企業の災害対策が求められる理由は、大きく2つが挙げられます。


▼災害対策が求められる理由

理由
目指すこと
経営資源を守る
  • 人命の安全を確保する
  • モノ(建物・設備・機器)への被害を軽減する
事業を継続する
  • サプライチェーンの稼働を維持する
  • 事業活動に不可欠なシステム・情報・施設を保護する
  • 事業活動を通じた地域経済の維持により復興に貢献する


近年、日本では豪雨や地震などの自然災害が激甚化・頻発化しており、各地で甚大な被害を及ぼしています。

2024年1月1日に発生した能登半島地震では、家屋の倒壊や土砂崩れによる人的被害・避難者が発生したほか、電気・水道・ガスといったライフライン、交通機関にも大きな被害をもたらしました。

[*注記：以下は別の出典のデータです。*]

Issue #8194, opened 2024-03-12
[Task]: reactivity error when mining an nft


cpl121:
### Task description

Reactivity error when mining an nft. 1 of the minted nfts is not displayed correctly in the collectibles view

PR #8450, opened 2024-04-25
fix: Mint nfts reactivity

marc2332:
Closes https://github.com/iotaledger/firefly/issues/8194

### DIFF
--- a/packages/shared/lib/core/wallet/actions/events-handlers/handleTransactionInclusionEvent.ts
+++ b/packages/shared/lib/core/wallet/actions/events-handlers/handleTransactionInclusionEvent.ts
@@ -8,7 +8,6 @@ import {
 } from '@iota/sdk/out/types'
 import { updateParticipationOverview } from '@contexts/governance/stores'
 import { isWalletVoting } from '@contexts/governance/utils/isWalletVoting'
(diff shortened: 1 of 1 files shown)


evavirseda (commented):
i don't understand the change... i'm not sure about this solution.. :see_no_evil: :pray:

packages/shared/lib/core/wallet/actions/events-handlers/handleTransactionInclusionEvent.ts
```diff
@@ -58,8 +58,7 @@ export function handleTransactionInclusionEventInternal(
 
     if (activity?.type === ActivityType.Nft) {
         const isSpendable =
-            (activity.direction === ActivityDirection.Incoming ||
-                activity.direction === ActivityDirection.SelfTransaction) &&
+            (activity.direction === ActivityDirection.Incoming || activity.direction === ActivityDirection.Outgoing) &&
```
begonaalvarezd, line 61: I dont think this logic is correct, why would an NFT be spendable by you if you send it out?

begonaalvarezd (changes requested):

begonaalvarezd (approved):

自然災害による人的・物的被害を防ぎ、事業活動の停止による経済的な損失とサプライチェーンや地域経済への影響を抑えるには、災害対策が欠かせません。

また、災害対策を通じて従業員の生命・身体の安全を守ることは、『労働契約法』第5条で定められた“安全配慮義務”を果たすうえでも重要といえます。


出典:国土交通省『令和6年版 国土交通白書 特集 令和6年能登半島地震への対応』『第1節 我が国を取り巻く環境変化』/e-Gov法令検索『労働契約法



企業における災害対策の取り組み

内閣府が実施した『令和5年度企業の事業継続及び防災の取組に関する実態調査』によると、災害リスクを想定した企業経営の実施状況は、大企業で9割近くあるものの中堅以下の企業では6割以下にとどまっています。


▼災害リスクを想定した企業経営の実施状況

災害リスクを想定した企業経営の実施状況

画像引用元:内閣府『令和5年度企業の事業継続及び防災の取組に関する実態調査


現在取り組みを行っていない企業においては、防災・減災のための事前対策を行い、事業を継続できる体制を構築することが必要です。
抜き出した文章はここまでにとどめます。